What is the number of lines in these records that hold the word "node"? Reply with that number alone.

ENTRIES SUPPLIED:
========
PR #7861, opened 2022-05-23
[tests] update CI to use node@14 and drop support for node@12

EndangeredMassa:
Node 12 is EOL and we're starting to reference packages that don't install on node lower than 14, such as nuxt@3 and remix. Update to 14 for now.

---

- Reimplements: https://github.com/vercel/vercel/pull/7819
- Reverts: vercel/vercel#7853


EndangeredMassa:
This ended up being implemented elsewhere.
========
YOUR RESPONSE: 2